About this task :: Scan the entries below and count the lines holding the string "support". Supply only the number.

Exercise materials ::
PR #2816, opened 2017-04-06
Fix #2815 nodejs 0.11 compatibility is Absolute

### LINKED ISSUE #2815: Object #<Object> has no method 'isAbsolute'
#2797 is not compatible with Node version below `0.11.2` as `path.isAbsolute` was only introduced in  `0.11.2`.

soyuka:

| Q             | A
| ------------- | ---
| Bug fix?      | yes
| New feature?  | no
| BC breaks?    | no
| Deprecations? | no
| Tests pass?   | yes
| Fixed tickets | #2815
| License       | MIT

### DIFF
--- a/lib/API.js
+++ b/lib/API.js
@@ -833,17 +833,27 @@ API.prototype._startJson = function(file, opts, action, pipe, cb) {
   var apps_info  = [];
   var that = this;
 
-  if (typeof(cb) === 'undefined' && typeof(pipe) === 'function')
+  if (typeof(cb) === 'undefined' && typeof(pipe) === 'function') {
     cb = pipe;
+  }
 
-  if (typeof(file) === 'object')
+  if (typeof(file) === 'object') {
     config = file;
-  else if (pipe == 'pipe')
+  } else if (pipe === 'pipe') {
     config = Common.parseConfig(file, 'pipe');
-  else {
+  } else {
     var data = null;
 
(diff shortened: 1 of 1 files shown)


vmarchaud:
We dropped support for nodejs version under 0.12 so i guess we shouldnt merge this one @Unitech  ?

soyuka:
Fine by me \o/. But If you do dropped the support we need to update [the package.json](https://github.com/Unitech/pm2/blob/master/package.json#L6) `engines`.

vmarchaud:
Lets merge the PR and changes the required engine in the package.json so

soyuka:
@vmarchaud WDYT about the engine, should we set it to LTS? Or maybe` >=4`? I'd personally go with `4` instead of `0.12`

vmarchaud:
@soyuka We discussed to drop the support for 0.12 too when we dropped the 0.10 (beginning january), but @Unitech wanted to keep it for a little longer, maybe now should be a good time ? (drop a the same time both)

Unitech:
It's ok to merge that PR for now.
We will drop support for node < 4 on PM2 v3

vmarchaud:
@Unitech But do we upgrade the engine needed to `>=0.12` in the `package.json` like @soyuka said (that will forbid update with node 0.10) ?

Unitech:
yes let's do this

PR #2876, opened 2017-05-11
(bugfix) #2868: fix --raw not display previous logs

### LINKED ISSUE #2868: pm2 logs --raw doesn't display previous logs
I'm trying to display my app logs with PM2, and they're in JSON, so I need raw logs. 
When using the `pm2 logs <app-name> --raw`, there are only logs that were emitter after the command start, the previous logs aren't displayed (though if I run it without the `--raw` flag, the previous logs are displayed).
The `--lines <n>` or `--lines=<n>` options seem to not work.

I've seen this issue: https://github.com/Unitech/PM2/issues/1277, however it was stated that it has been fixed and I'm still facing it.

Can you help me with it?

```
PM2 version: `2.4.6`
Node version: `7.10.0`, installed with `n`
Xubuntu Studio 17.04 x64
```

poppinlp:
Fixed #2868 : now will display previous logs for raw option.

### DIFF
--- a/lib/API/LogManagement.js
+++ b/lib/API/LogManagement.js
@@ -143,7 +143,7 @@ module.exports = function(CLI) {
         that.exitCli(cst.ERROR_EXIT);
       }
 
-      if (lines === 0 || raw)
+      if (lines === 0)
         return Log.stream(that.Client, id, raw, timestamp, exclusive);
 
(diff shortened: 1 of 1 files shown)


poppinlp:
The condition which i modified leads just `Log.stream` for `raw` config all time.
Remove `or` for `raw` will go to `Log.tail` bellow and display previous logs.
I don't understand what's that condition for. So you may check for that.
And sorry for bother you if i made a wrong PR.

Exercise output :: 4